When It Comes to Credit, Attention to Detail Paramount

Published on: 
06/11/2015
Lawyers are generally very good at dotting their i's and crossing their t's. In other words, they are detail-oriented.

Attorneys need to capitalize on that attribute when creating a credit policy.

When it comes to your firm's credit application, there are three basic components to setting a credit policy:

  1. Approval
  2. Determining credit limits
  3. Setting interest rates

If you evaluate your client's worthiness for credit at the beginning, you'll save a great deal of time and money later on. You can check customers through LexisNexis, Dun & Bradstreet, the National Association of Credit Managers, industry trade reports and/or credit-rating agencies.

You can even ask clients to bring in their own credit report or charge a non-refundable application fee, which you would use to run a credit check. Because this will become the cost of doing business with every client, you may consider building the cost into your fee structure.
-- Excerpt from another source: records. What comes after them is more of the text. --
PR #550, opened 2022-06-14
frontend: Fix unexpected undefined value in OwnedPodsSection

joaquimrocha:
Just hit an error when apparently the labels of a pod are null/undefined but they are not expected to be so in the OwnedPodsSection.


illume (approved):
👍

PR #558, opened 2022-06-15
github: Add emojis to the release draft creation action

joaquimrocha:
These emojis have been used for a couple of releases. Let's add
them. Also adds a link to the container image URL.


illume (approved):
👍 emojis

PR #987, opened 2023-02-28
WIP: Make plugin info (package.json) available to frontend

illume:
For https://github.com/headlamp-k8s/headlamp/issues/952

Makes the plugin information from the plugins package.json available to the frontend.


frontend/src/plugin/Plugins.tsx
```diff
@@ -23,21 +23,53 @@ export default function Plugins() {
...
+              }
+            }
+            return resp.json();
+          })
+        )
+      );
+
+      const sources = await sourcesPromise;
+      const packageInfos = await packageInfosPromise;
+      console.log('packageInfos', packageInfos);
```
joaquimrocha, line 71: Left over from debug?

frontend/src/plugin/Plugins.tsx
```diff
@@ -23,21 +23,53 @@ export default function Plugins() {
...
+          fetch(`${helpers.getAppUrl()}${path}/package.json`).then(resp => {
+            if (!resp.ok) {
+              if (resp.status !== 404) {
+                return Promise.reject(resp);
+              }
+              {
+                console.warn(
+                  'Missing package.json. ' +
+                    `Please upgrade the plugin at ${path}` +
+                    ' by running "headlamp-plugin extract" again'
```
joaquimrocha, line 54: Maybe refer which from which headlamp-plugin version should it be used?

backend/cmd/plugins.go
```diff
@@ -135,7 +135,7 @@ func pluginURLsForDir(pluginDir string, baseURL string) ([]string, error) {
 			continue
 		}
 
-		pluginFileURL := filepath.Join(baseURL, f.Name(), "main.js")
+		pluginFileURL := filepath.Join(baseURL, f.Name())
```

However you decide to handle the specifics in your firm, be sure to use at least two or more sources of information. One source is hardly doing proper due diligence when it comes to creditworthiness. Two or three different sources are more likely to give you a complete picture of the client's business.

And recheck the client's credit every year. In fact, try to visit the client's business at least once a year, perhaps around the time you rerun the credit check. A visual appraisal of the business may tell you even more than the check.

When setting a credit limit, one thing is paramount: Stick to it. In larger firms, the rainmakers often work special favors for their best clients, causing the firm to bend the rules. But if you genuinely want clients to pay their bills on time, make few or no exceptions.

A decision you make in the middle of some fevered frenzy of work for the client may make it impossible for you to walk away from the client later on, either because the court may not allow it with a trial date imminent, or because you just don't want to.

As I like to continually remind myself, involuntary servitude beings with the failure to set appropriate credit limits.

It seems counterintuitive to set interest rates for clients who are slow to pay. After all, if the clients could pay, they would. Moreover, if you cannot convince clients to pay on time, you certainly can't convince them to pay the interest on the bill they couldn't afford.

For those reasons, charging interest may be more of a bookkeeping headache than it is worth. But it also could serve as a deterrent to nonpayment. If you intend to charge interest, include that information on your credit application in your fee agreement. Check the rules in your jurisdiction as to the amount of interest you may charge; rates are often different for individual and corporate clients.

We live in a world of borrowing, and firms that flatly refuse to extend credit do so at their peril. But resist the urge to issue credit as a sales tool. Credit that you extend when business is slow is credit you will regret later.